------ Dataset excerpts ------
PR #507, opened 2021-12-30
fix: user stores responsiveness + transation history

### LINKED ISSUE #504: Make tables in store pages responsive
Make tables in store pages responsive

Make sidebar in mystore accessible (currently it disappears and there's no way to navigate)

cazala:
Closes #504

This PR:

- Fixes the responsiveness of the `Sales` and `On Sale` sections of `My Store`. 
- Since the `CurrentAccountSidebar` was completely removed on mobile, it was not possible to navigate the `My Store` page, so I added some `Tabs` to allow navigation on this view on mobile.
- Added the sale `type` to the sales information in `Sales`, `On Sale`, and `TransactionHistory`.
------
------ Dataset excerpts ------
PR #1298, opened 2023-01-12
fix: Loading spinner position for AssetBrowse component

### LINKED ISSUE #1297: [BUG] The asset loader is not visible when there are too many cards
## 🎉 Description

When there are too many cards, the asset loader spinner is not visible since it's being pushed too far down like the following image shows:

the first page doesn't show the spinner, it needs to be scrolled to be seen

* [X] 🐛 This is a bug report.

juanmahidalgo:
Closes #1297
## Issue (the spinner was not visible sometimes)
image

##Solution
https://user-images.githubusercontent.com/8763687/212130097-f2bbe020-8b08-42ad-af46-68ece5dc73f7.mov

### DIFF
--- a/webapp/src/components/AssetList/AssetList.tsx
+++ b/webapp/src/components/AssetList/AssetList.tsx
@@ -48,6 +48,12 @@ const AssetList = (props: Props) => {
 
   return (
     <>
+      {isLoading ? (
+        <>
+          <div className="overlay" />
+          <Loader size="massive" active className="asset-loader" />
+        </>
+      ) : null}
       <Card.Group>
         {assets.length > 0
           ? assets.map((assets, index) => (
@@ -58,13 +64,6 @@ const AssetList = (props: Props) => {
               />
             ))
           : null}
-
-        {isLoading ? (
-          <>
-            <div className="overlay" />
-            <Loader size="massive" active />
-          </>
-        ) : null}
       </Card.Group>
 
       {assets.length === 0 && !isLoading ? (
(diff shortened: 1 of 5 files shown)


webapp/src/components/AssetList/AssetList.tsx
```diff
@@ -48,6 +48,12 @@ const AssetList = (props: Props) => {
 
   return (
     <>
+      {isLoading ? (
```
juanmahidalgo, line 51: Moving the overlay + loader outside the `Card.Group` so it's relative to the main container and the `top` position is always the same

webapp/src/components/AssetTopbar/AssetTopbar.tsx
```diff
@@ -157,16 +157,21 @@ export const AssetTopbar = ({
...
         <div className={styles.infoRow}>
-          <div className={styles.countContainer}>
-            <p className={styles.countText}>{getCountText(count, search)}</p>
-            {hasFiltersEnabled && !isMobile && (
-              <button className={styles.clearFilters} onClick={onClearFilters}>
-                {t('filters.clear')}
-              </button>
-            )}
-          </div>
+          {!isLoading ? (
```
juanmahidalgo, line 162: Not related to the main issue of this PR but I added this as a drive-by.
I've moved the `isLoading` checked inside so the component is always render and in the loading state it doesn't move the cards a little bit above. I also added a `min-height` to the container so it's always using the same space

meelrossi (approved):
------
------ Dataset excerpts ------
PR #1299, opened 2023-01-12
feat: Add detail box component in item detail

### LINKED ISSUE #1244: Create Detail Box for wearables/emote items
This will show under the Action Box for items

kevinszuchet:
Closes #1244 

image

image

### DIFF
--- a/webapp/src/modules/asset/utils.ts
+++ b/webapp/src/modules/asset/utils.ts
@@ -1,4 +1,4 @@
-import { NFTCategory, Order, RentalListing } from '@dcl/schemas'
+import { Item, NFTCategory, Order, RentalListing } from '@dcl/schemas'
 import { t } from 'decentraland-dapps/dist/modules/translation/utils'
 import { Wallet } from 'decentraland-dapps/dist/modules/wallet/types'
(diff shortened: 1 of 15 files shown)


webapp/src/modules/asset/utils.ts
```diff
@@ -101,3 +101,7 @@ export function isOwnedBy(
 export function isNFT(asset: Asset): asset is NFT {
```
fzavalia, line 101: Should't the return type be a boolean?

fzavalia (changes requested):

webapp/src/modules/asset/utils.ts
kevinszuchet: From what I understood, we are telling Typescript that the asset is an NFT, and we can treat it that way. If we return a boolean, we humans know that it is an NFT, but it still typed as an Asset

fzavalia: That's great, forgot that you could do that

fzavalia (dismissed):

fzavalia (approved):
------
> _Problem statement_: Give back exactly the lines above starting at the line where "PR #507, opened 2021-12-30" appears and ending at the line where "- Added the" appears, both included, with no other lines.

> _Solved exercise_:
PR #507, opened 2021-12-30
fix: user stores responsiveness + transation history

### LINKED ISSUE #504: Make tables in store pages responsive
Make tables in store pages responsive

Make sidebar in mystore accessible (currently it disappears and there's no way to navigate)

cazala:
Closes #504

This PR:

- Fixes the responsiveness of the `Sales` and `On Sale` sections of `My Store`. 
- Since the `CurrentAccountSidebar` was completely removed on mobile, it was not possible to navigate the `My Store` page, so I added some `Tabs` to allow navigation on this view on mobile.
- Added the sale `type` to the sales information in `Sales`, `On Sale`, and `TransactionHistory`.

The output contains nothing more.